Todo ese trabajo que se tomaron. para que no sufriera.
Tío Roque estaba sentado junto a ella y le acarició
jovialmente la mano, tratándola de tonta. Pepa y Rosa, fingiendo buscar
algo en la cómoda, sabían ya que María Laura había tenido razón; sabían
lo que de alguna manera habían sabido siempre.
-Tanto cuidarme... -dijo mamá, y Pepa apretó
la mano de Rosa, porque al fin y al cabo esas dos palabras volvían a
poner todo en orden, restablecían la larga comedia necesaria. Pero Carlos,
a los pies de la cama, miraba a mamá como si supiera que iba a decir
algo más.
-Ahora podrán descansar -dijo mamá-.
Ya no les daremos más trabajo.
Tío Roque iba a protestar, a decir algo, pero Carlos
se le acercó y le apretó violentamente el hombro. Mamá se perdía poco
a poco en una modorra, y era mejor no molestarla.

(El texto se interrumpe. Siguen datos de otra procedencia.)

PR #898, opened 2024-03-26
Align quantity group columns horizontally

jpetrell:
- Calms down the quantity&text group layouts by forcing labels to even-sized columns
- Calms down the stutter that happens when individual values get updated
- Don't apply everywhere, e.g. the status text columns are a lot wider than the quantity labels so following the same layout columns don't make sense

I thought this would be quick thing to do between bigger tasks (with quantity table alignments still fresh on my memory), but this became a bit complex due to different ways the quantity and text groups are used. Also, this may end up being a stopgap solution as the upcoming settings redesign likely introduces various design changes to these settings list items.

Requires more testing and some performance profiling before merging. The quantity repeater is constantly recreating all the quantity labels when the value update, which also causes a lot of unnecessary relayout calculations.

image


pages/settings/devicelist/battery/BatteryDetails.qml
```diff
@@ -53,14 +51,6 @@ QtObject {
...
 			uid: root.bindPrefix + "/System/NrOfModulesBlockingDischarge"
 		},
-		VeQuickItem {
-			id: nrOfModulesOnline
-			uid: root.bindPrefix + "/System/NrOfModulesOnline"
-		},
-		VeQuickItem {
-			id: nrOfModulesOffline
-			uid: root.bindPrefix + "/System/NrOfModulesOffline"
-		},
```
jpetrell, line 63: Unused and duplicated (see modulesOnline and modulesOffline VeQuickItems above).

jpetrell:
Discussed with Bea and Serg that while the current layout is suboptimal, maybe not worth it to integrate the improvement to 1.0 now, but visit this during the settings redesign work.

blammit:
This is no longer needed as the feature has been implemented in `main`.

PR #903, opened 2024-03-27
Improve support for editing QML source giles on the cerbo

DanielMcInnes:
I think this now works for all QML source files, except for Main.qml - this is loaded from .cpp, and needs to use the resource system. We could move most stuff out of Main.qml and into a new file if we think it's necessary.

### DIFF
--- a/ApplicationContent.qml
+++ b/ApplicationContent.qml
@@ -88,18 +88,15 @@ Item {
 	// Qt for WebAssembly due to QTBUG-104109).
 	// Note the VKB layer is the top-most layer, to allow the idleModeMouseArea beneath to call
 	// testCloseOnClick() when clicking outside of the focused text field, to auto-close the VKB.
-	Component.onCompleted: {
-		if (Qt.platform.os !== "wasm") {
-			_inputComponent = Qt.createComponent(Global.appUrl("/components/InputPanel.qml"), Component.Asynchronous)
-			_inputComponent.statusChanged.connect(function() {
-				if (_inputComponent.status === Component.Ready) {
-					Global.inputPanel = _inputComponent.createObject(root, { mainViewItem: mainView })
-				} else if (_inputComponent.status === Component.Error) {
-					console.warn("Cannot load InputPanel:", _inputComponent.errorString())
-				}
-			})
-		} else {
-			console.log("Not creating InputPanel, this is a wasm build")
+
+	Loader {
+		id: loader
+
+		asynchronous: true
+		active: Qt.platform.os !== "wasm"
+		sourceComponent: InputPanel {
+			mainViewItem: mainView
 		}
+		onLoaded: Global.inputPanel = item
 	}
 }
--- a/components/NavBar.qml
+++ b/components/NavBar.qml
@@ -108,7 +108,7 @@ Rectangle {  // Use an opaque background so that page disappears behind nav bar 
 					height: width
 					radius: Theme.geometry_notificationsPage_delegate_marker_radius
 					color: Theme.color_critical
-					visible: model.url === Global.appUrl("/pages/NotificationsPage.qml")
+					visible: model.url.endsWith("NotificationsPage.qml")
 							 && !!Global.notifications
 							 && Global.notifications.alert
 				}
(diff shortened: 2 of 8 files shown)


ApplicationContent.qml
```diff
@@ -88,16 +88,27 @@ Item {
...
 		if (Qt.platform.os !== "wasm") {
-			_inputComponent = Qt.createComponent(Global.appUrl("/components/InputPanel.qml"), Component.Asynchronous)
-			_inputComponent.statusChanged.connect(function() {
-				if (_inputComponent.status === Component.Ready) {
-					Global.inputPanel = _inputComponent.createObject(root, { mainViewItem: mainView })
-				} else if (_inputComponent.status === Component.Error) {
-					console.warn("Cannot load InputPanel:", _inputComponent.errorString())
-				}
-			})
+			loader.sourceComponent = inputPanelComponent
```
jpetrell, line 111: Could just write

```
Loader {
    active: Qt.platform.os !== "wasm"
    asynchronous: true
    sourceComponent: InputPanel { .. }
}
```

components/PageStack.qml
```diff
@@ -69,7 +69,7 @@ C.StackView {
 				return
 			}
 
-			let objectOrUrl = typeof(obj) === "string" ? Global.appUrl(obj) : obj
+			let objectOrUrl = typeof(obj) === "string" ? ".." + obj : obj
```
jpetrell, line 72: If you make this relative did you test that the loading from qrc still works in non-file system build?

I would remove Global.appUrl(), it is now only used in one place in NavBar.qml.

jpetrell:
Tested that I could modify MainView, PageStack, OverviewPage, SettingsPage, NavBar, InputPanel, PageSettingsWifi, PageSettingsGpsList. :partying_face:

components/PageStack.qml
DanielMcInnes: Yes I did, it works ok. Removed Global.appUrl().

components/NavBar.qml
```diff
@@ -108,7 +108,7 @@ Rectangle {  // Use an opaque background so that page disappears behind nav bar
 					height: width
 					radius: Theme.geometry_notificationsPage_delegate_marker_radius
 					color: Theme.color_critical
-					visible: model.url === Global.appUrl("/pages/NotificationsPage.qml")
+					visible: model.url === "qrc:/qt/qml/Victron/VenusOS/pages/NotificationsPage.qml"
```
chriadam, line 111: I'm confused about this.  What if it is loaded from the filesystem rather than qrc?

pages/MainView.qml
```diff
@@ -88,7 +88,9 @@ Item {
 
 		z: 1
 		opacity: 0.0
-		source: Global.appUrl("/pages/ControlCardsPage.qml")
+		sourceComponent: Component {
```
chriadam, line 91: I think QML will automatically add Component { } sugar, so you can just do sourceComponent: ContolCardsPage {} for brevity, I believe.

chriadam:
Typo in commit message (giles -> files)

chriadam:
A couple of comments, but mostly LGTM

components/NavBar.qml
DanielMcInnes: Whoops, thanks Chris

pages/MainView.qml
DanielMcInnes: Done

ApplicationContent.qml
```diff
@@ -88,18 +88,22 @@ Item {
...
+
+	Component {
+		id: inputPanelComponent
+
+		InputPanel {
+			id: inputPanel
+
+			mainViewItem: mainView
+			Component.onCompleted: Global.inputPanel = inputPanel
 		}
```
jpetrell, line 107: Could just write 

```
Loader {
    onLoaded: Global.inputPanel = item
    active: Qt.platform.os !== "wasm"
    asynchronous: true
    sourceComponent: InputPanel {
        mainViewItem: mainView
    }
}
```

DanielMcInnes: Done

jpetrell (approved):

PR #1990, opened 2025-03-18
Control cards: change ListView to use per-device delegate cards, using AggregateDeviceModel

blammit:


pages/ControlCardsPage.qml
```diff
@@ -36,98 +40,102 @@ Page {
...
 		flickDeceleration: Theme.geometry_flickable_flickDeceleration
 
-		model: VisibleItemModel {
-			Loader {
-				active: systemType.value === "ESS" || systemType.value === "Hub-4"
-				width: active ? root.cardWidth : -cardsView.spacing
-				sourceComponent: ESSCard {
+		header: Loader {
+			active: systemType.value === "ESS" || systemType.value === "Hub-4"
+			sourceComponent: Item {
```
MikeTrahearn-Qinetic, line 45: Consider using DelegateChooser instead.
https://doc.qt.io/qt-6/qml-qt-labs-qmlmodels-delegatechooser.html

blammit: It would be nice to use something like that. Maybe not right now as it's still experimental, but would be worth considering if it moves out of the labs module.

pages/ControlCardsPage.qml
```diff
@@ -36,98 +40,102 @@ Page {
...
-				spacing: Theme.geometry_controlCardsPage_spacing
-
-				Repeater {
-					model: Global.generators.model
 
-					GeneratorCard {
-						width: root.cardWidth
-						generator: model.device
-					}
+				SwitchesCard {
```
chriadam, line 67: This isn't related to SmartSwitch is it?

pages/ControlCardsPage.qml
chriadam: I personally don't mind using DelegateChooser, although it would mean bundling a new plugin with the wasm build, and asking Jeroen to include that plugin on the firmware image.

I think let's keep this as is for now, but if we ever have to put a new type of card here, best to just switch to delegate chooser then.

src/aggregatedevicemodel.cpp
```diff
@@ -356,21 +434,25 @@ void AggregateDeviceModel::deviceNameChanged()
...
-			toIndex = i > fromIndex ? i - 1 : i;
-			break;
-		}
+	if (m_sortBy == NoSort) {
+		return;
 	}
 
+	// Update the list order if needed
+	const int sortedIndex = sortedDeviceIndex(device, m_deviceInfos[fromIndex].sourceModel, -1);
+	if (sortedIndex > 0 && m_deviceInfos[sortedIndex - 1].device == device) {
```
chriadam, line 443: I guess this doesn't need to check that `sortedIndex < m_deviceInfos.size()` (since `sortedDeviceIndex()` returns a sortedIndex which is definitely less than m_deviceInfos.size(), since it iterates over m_deviceInfos and returns matching i etc) but that's not immediately obvious from this code location.  I would be inclined to add the check here anyway, in case the implementation of sortedDeviceIndex() changes in future, remembering the TigerBeetle's exhortation "assertions come in pairs" (https://tigerbeetle.com/blog/2023-12-27-it-takes-two-to-contract/).

chriadam (approved):
One nit, feel free to ignore.  LGTM.  Great work!

pages/ControlCardsPage.qml
blammit: Not related - it's a card of switch toggles for the relays. Perhaps it will need to be renamed later on.

pages/ControlCardsPage.qml
MikeTrahearn-Qinetic: I will check with Qt on the status of this API in the meantime and whether it is going to be promoted out of Labs any time soon.

src/aggregatedevicemodel.cpp
blammit: Sounds okay to have the extra sanity check 👍 Updated.

PR #1997, opened 2025-03-24
Fix changing of access level

### LINKED ISSUE #1996: Can't change access from User to User & Installer
If you change to User access level, you cannot change back to User & Installer. The "Setting locked for access level" toast appears:

Image

blammit:
RadioButtonListPage needs to propagate the show/read access levels down to the radio button and text fields for each delegate. Otherwise, the components will not have the 'user' write access level, and ListItem will prevent the button from being clicked. The validatePassword function also needs to be propagated to the page so that the password can be validated.

Fixes #1996

### DIFF
--- a/components/RadioButtonListPage.qml
+++ b/components/RadioButtonListPage.qml
@@ -13,6 +13,9 @@ Page {
 	required property var optionModel
 	readonly property alias optionView: optionsListView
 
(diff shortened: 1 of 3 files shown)


MikeTrahearn-Qinetic:
+1 for inheriting access level eh? ;-)

MikeTrahearn-Qinetic (approved):

PR #2004, opened 2025-03-26
Tank model rework

blammit:
To prepare for key navigation support, rework TanksTab.qml to load all tank gauges and gauge groups through a model+delegate pattern, rather than using sets of Row+Repeaters to load each tank type. This allows the ListView to focus one gauge (or gauge group) at a time and auto-scroll to show the current gauge/group.

All merging/separation of gauge groups is now done in AggregateTankModel rather than in the UI level, which is a lot cleaner.


src/basetankdevice.cpp
```diff
@@ -0,0 +1,89 @@
...
+using namespace Victron::VenusOS;
+
+BaseTankDevice::BaseTankDevice(QObject *parent)
+	: BaseDevice(parent)
+{
+}
+
+void BaseTankDevice::updateMeasurements()
+{
+	// If one of the measurements are unavailable, calculate it from the other two (if available).
```
chriadam, line 19: nitpick: should be "is unavailable" as you're preferring to (singular) one of the measurements

src/basetankdevice.cpp
```diff
@@ -0,0 +1,89 @@
...
+qreal BaseTankDevice::level() const
+{
+	return m_level;
+}
+
+void BaseTankDevice::setLevel(qreal level)
+{
+	if (m_level != level) {
+		m_level = level;
+		updateMeasurements();
```
chriadam, line 58: can this result in a change to e.g. remaining()?  If so, it would need to emit remainingChanged() also, I think, to ensure binding re-evaluation.  Maybe detect and do ALL of the signal emission in updateMeasurements(), rather than emitting levelChanged etc below?

src/basetankdevice.cpp
```diff
@@ -20,7 +20,7 @@ void BaseTankDevice::updateMeasurements()
 	if (qIsNaN(m_level) && !qIsNaN(m_capacity) && !qIsNaN(m_remaining)) {
 		// Calculate level
 		if (m_capacity > 0) {
-			m_level = m_remaining / m_capacity * 100;
+			m_level = (m_remaining / m_capacity) * 100;
```
chriadam, line 23: nitpick: this line change should be squashed into the previous commit, I guess

src/basetankdevicemodel.cpp
```diff
@@ -0,0 +1,71 @@
...
+{
+	if (m_totalRemaining != totalRemaining) {
+		m_totalRemaining = totalRemaining;
+		emit totalRemainingChanged();
+	}
+}
+
+BaseTankDevice *BaseTankDeviceModel::tankAt(int index) const
+{
+	return qobject_cast<BaseTankDevice*>(deviceAt(index));
```
chriadam, line 72: just double checking: do each of the devices in the model have a QObject parent set (i.e. to the model itself)? Alternatively, is it worth calling QJSEngine::setObjectOwnership(CppOwnership) here?

tests/basetankdevice/tst_basetankdevice.qml
```diff
@@ -25,32 +25,38 @@ TestCase {
 				expected: { level: 75, capacity: 160, remaining: 120 },
 			},
 			{
+				// level=NaN, so calculate it (remaining / capacity*100)
```
chriadam, line 28: nitpick: I guess these changes should be squashed into the previous commit

src/aggregatetankmodel.cpp
```diff
@@ -0,0 +1,437 @@
...
+	}
+	return fromIndex + consecutiveMatches;
+}
+
+void AggregateTankModel::convertToGroup(int index)
+{
+	if (index >= 0 && index < m_entries.count()) {
+		m_entries[index].isGroup = true;
+		m_entries[index].tank.clear();
+		emit dataChanged(createIndex(index, 0), createIndex(index, 0), { TankRole, IsGroupRole });
```
chriadam, line 233: I don't fully understand this.  I assumed that this should update `m_entries[index].tankModel` to point to a (new?) tank model which contains a single entry (i.e. the current `m_entries[index].tank` value), and then that the dataChanged roles would include TankModelRole.  Why isn't this the case?  Is there an assumption that an entry at a previous index will have the appropriate tank model entry?  Or?

src/aggregatetankmodel.cpp
```diff
@@ -0,0 +1,437 @@
...
+					convertToGroup(i);
+					needsTankInsertion = false;
+					break;
+				}
+			}
+		}
+	}
+
+	if (needsTankInsertion) {
+		Entry newEntry = { tank, tankModel };
```
chriadam, line 302: doesn't explicitly initialise isGroup?

src/aggregatetankmodel.cpp
```diff
@@ -0,0 +1,437 @@
...
+		emit countChanged();
+	}
+}
+
+void AggregateTankModel::modelRowsAboutToBeMoved(const QModelIndex &, int sourceStart, int sourceEnd, const QModelIndex &, int destinationRow)
+{
+	if (sourceStart != sourceEnd) {
+		// Normally only a single row will be moved, due to a device being renamed. If multiple
+		// moves have occurred, reload the model.
+		reload();
```
chriadam, line 415: wondering: does this need to be triggered asynchronously?  Probably not, but just wondering what happens if a reload results in a model reset or something?

src/basetankdevicemodel.cpp
```diff
@@ -69,3 +71,76 @@ BaseTankDevice *BaseTankDeviceModel::tankAt(int index) const
...
+void BaseTankDeviceModel::modelRowsInserted(const QModelIndex &parent, int first, int last)
+{
+	for (int i = first; i <= last; ++i) {
+		// Update the totals whenever the measurements change for each tank. A device typically
+		// changes all of these values at the same time for each device, so delay the update until
+		// the end of the event loop to minimize unnecessary recalculations.
+		if (BaseTankDevice *tank = tankAt(i)) {
+			connect(tank, &BaseTankDevice::levelChanged,
+					this, &BaseTankDeviceModel::updateTotals,
+					Qt::QueuedConnection);
```
chriadam, line 84: Does this also need to be a Qt::UniqueConnection to avoid connecting the same tank multiple times, if the merge limit is exceeded and then underrun, at some point after this called, for example?  Maybe not, just checking..

chriadam: Ah, maybe not, since you disconnect in modelRowsRemoved(), I guess

chriadam:
Mostly looks great.  A few questions.

tests/basetankdevice/tst_basetankdevice.qml
blammit: Fixed

src/basetankdevicemodel.cpp
blammit: These are the TankModel objects that are declared per tank type in Tanks.qml, so they should never be destroyed.

src/aggregatetankmodel.cpp
blammit: The tank model stays the same; the list entry is just changing from a grouped to non-grouped entry. 
E.g. if you have a series of non group entries like this:

[ 0=Fuel, 1=Fuel, 2=Fuel]

And we want to merge these, then index 0 changes to a group entry, and index 1 and index 2 are removed. The tank model (i.e. the Fuel Tank Model) that is referenced by the entry will remain the same.

src/aggregatetankmodel.cpp
blammit: Fixed

src/aggregatetankmodel.cpp
blammit: If there are multiple moves in the source aggregate model, then at worst, this aggregate tank model will do multiple reloads. But the source aggregate model does not do multiple moves anyway, so this handling was added just to be safe.

chriadam:
Possibly unrelated to this PR, but testing in mock mode, with tanks configuration #13 selected, if I click on the combined "fuel" tank to expand it into the exploded view, I cannot scroll through the tanks in the exploded view.  I just see the following static screen:
victron-tanks-exploded-view-non-scrollable

blammit:
> Possibly unrelated to this PR, but testing in mock mode, with tanks configuration https://github.com/victronenergy/gui-v2/pull/13 selected, if I click on the combined "fuel" tank to expand it into the exploded view, I cannot scroll through the tanks in the exploded view. I just see the following static screen:

Yes this is a pre-existing problem. In the exploded view, we don't have a way to scroll, because any presses will cause it to exit the exploded view. Perhaps we can detect a flick vs a press to allow it to be scrolled.

chriadam (approved):
LGTM

PR #2008, opened 2025-03-28
Prepare for SmartSwitch support

blammit:


components/controls/Slider.qml
```diff
@@ -17,6 +17,7 @@ T.Slider {
 	property alias highlightColor: highlightRect.color
 	property alias showHandle: handleImg.visible
 	property bool animationEnabled
+	property Item maskSource: sourceItem
```
blammit, line 20: It's not ideal to expose the sourceItem in this way, so would be nice to improve this later on. @chriadam you probably know more about how to do that nicely.

data/Switches.qml
```diff
@@ -0,0 +1,17 @@
...
+** See LICENSE.txt for license information.
+*/
+
+import QtQuick
+import Victron.VenusOS
+
+QtObject {
+	id: root
+
+	property DeviceModel model: DeviceModel {
```
blammit, line 12: Actually, will remove this model since it will only be used in the Device List.

data/mock/MockDataManager.qml
```diff
@@ -40,6 +40,7 @@ QtObject {
 			property var pulseMeters: PulseMetersImpl { }
 			property var pvInverters: PvInvertersImpl {}
 			property var solarDevices: SolarDevicesImpl {}
+			property var switches: SwitchesImpl{}
```
chriadam, line 43: doesn't exist?

components/StatusBar.qml
```diff
@@ -93,19 +93,32 @@ FocusScope {
...
 	}
 
+	StatusBarButton {
+		id: auxButton
+
+		anchors {
+			left: leftButton.right
+			verticalCenter: parent.verticalCenter
+		}
+		icon.source: "qrc:/images/icon_auxpage_on_32.svg"
```
chriadam, line 112: not to block this PR, but I think we should add an icon_auxpage_off also, and toggle between the two icons, as we do for controls.

chriadam (approved):
LGTM

components/StatusBar.qml
blammit: We don't have a proper "off" version yet, but will ask Serj for one.

data/mock/MockDataManager.qml
blammit: Oops, fixed

PR #2014, opened 2025-04-02
Add SmartSwitch model and UI for cards and Device List

blammit:


data/common/SwitchableOutputName.qml
```diff
@@ -0,0 +1,52 @@
...
+				return `${device.customName} | ${channelName}`
+			} else {
+				return `${device.productName} ${device.deviceInstance} | ${channelName}`
+			}
+		} else {
+			// When the output is in the default group for the device, instead of in a named group,
+			// then only the channel id needs to be in the name.
+			//: %1 = channel name/number
+			//% "Channel %1"
+			return qsTrId("switchable_output_channel").arg(root.outputId)
```
blammit, line 45: @CJhuckstepp in your initial implementation, the first channel is shown as "Channel 1", but here I've use the channel identifier directly so it is "Channel 0". This is because https://github.com/victronenergy/venus/wiki/dbus#switch says the identifier might not be an integer. Do you think this will be problematic?

pages/settings/devicelist/PageSwitchableOutput.qml
```diff
@@ -0,0 +1,75 @@
...
+
+			ListRadioButtonGroup {
+				//% "Type"
+				text: qsTrId("page_switchable_output_type")
+				dataItem.uid: root.outputUid + "/Settings/Type"
+				preferredVisible: dataItem.valid
+				optionModel: validTypesItem.options
+			}
+
+			ListSpinBox {
```
blammit, line 64: @CJhuckstepp I changed the Fuse Rating to be modified by a spin box rather than a text field, as the existing UI typically uses a spin box for this kind of data. (The spin box takes care of the min/max clamping as well.) Is this UI change okay?

data/common/SwitchableOutputName.qml
CJhuckstepp: I had not appreciated the effect of this as Victron only changed this in there last internal review of the dbus api.  Changing this to be zero based index will causes as issues. The only way I can see round this is to check if valid number then treat as channel index and create the label as "Channel {index+1}"  or Ch {index+1}.  Or if is contain alfa characters just use the string as the label and not add the channel text. As the word channel will probably not be relevant

pages/settings/devicelist/PageSwitchableOutput.qml
CJhuckstepp: Ok it seem to work with the smartSwitch part vecan diver and an actual device. As this will will adjust the  set value on the dbus to the actual fuse values supported by the smartSwitch.  This method allows any other device to the 0.1A resolution.

data/common/SwitchableOutputName.qml
blammit: That makes sense - I've added a commit to show "Channel {index+1}" or "Ch {index+1}" as suggested, unless the id is not a number, and in that case it will be shown directly without the "Ch" or "Channel" prefix.

pages/settings/devicelist/PageSwitchableOutput.qml
blammit: Great, thanks for verifying.

ReinvdZee:
I did another round of testing on the `blam/smartswitch-model` branch.

I tested with two ES smartswitches, one GX IO extender and a virtual dbus-switch service created by node-red. 
Compared to the previous round of testing, some things are already fixed:
1. Spacing between output nr and the controls in the control card
2. Hide module voltage if its not there. 
3. GX IO Extender support


Open issues:
1. The control card icon must be updated. See here for the latest version: https://www.figma.com/design/GjCtz3A3jqSGvyjVvOm6RZ/GX-Touch-design?node-id=11183-230476&t=SIJkaGLU3iorLo6D-4
5. The Fuse rating setting was changed to a spinbox, but it still allows for decimal precision which will be rounded to the nearest integer when stored. I think its better if the spinbox also only allows setting the value with integers.
6. The path `/SwitchableOutput/x/Name` is added which holds the default channel name. Use that to display the name instead of "Ch <x>". This path has been added to the API recently so it may not be present yet in the current version of Venus OS. But you can consider this path mandatory.
7.   The virtual switch device is not working properly because it is missing paths. I'll discuss this with @dirkjanfaber 

And as is described in the [api](https://github.com/victronenergy/venus/wiki/dbus#switch), other services can create `/SwitchableOutput/..` paths as well. For now, it's not necessary to handle these paths.

blammit:
@ReinvdZee Thanks for the feedback. I've updated the control card icon, and the UI now shows `/SwitchableOutput/x/Name` where required, instead of something like "Channel <index+1>".

I've also updated the Fuse rating setting to disallow decimal precision, so now it can only be loaded and saved as an integer.

CJhuckstepp:
I have also tested this with an updated dbus-vcan driver (branch esSmartswitch) and it functions ok. Therefore we would be happy to release @blammit 

However on @ReinvdZee subject above the smart switch also has input function possibilities. which are configured used the  switchableOutput\Type path ,  when set to 3 or 4.  Therefore is it possible to add the below to the enum and exclude them from model.   
	case SwitchableOutput_Type_Dimmable:
		//% "Dimmable"
		return qtTrId("switchable_output_dimmable");
	case SwitchableOutput_Type_InputActiveHigh:  //=3
		//% "Input active high"
		return qtTrId("switchable_input_Active_High);
	case SwitchableOutput_Type_InputActiveHigh:  //=4
		//% "Input active low"
		return qtTrId("switchable_input_Active_Low);
	case SwitchableOutput_Type_Slave:

They currently would still not be available until the vecan driver supported them and publish the switchableOutput/ValidTypes path which included them. 

This would also help with the  GX IO extender  if the switchableOutput was set to SwitchableOutput_Type_InputActiveHigh before it was removed.

blammit:
@ReinvdZee Thanks, I have fixed the issue where outputs appear as "-1" after the GIO Extender is reconnected as you described.

The fix was to ensure the output would only be shown in the cards if the type was momentary/latchable/dimming (as it was previously shown even if the type was -1 or "invalid"), so @CJhuckstepp this should also fix the issue you mentioned, where it would be shown for other /Type values like 3 or 4.

chriadam (approved):
LGTM.  Would be good if @ReinvdZee could do another round of testing on his test system too.

blammit:
@ReinvdZee thanks for the testing -- sounds good to merge it for now, and I will look into this issue later this week.

PR #2015, opened 2025-04-02
Fix typos in Arctic and Antarctic time zone names

blammit:


MikeTrahearn-Qinetic (approved):

mr-manuel:
Can you also replace `Etc` with `Other` or `Others`? Would sound much better or what do you think?

blammit:
> Can you also replace Etc with Other or Others? Would sound much better or what do you think?

It definitely sounds better, but need to check the change is okay for the backend too; I'll comment in that bug.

Tres días después del entierro llegó la última carta
de Alejandro, donde como siempre preguntaba por la salud de mamá y de
tía Clelia. Rosa, que la había recibido, la abrió y empezó a leerla
sin pensar, y cuando levantó la vista porque de golpe las lágrimas la
cegaban, se dio cuenta de que mientras la leía había estado pensando
en cómo habría que darle a Alejandro la noticia de la muerte de mamá.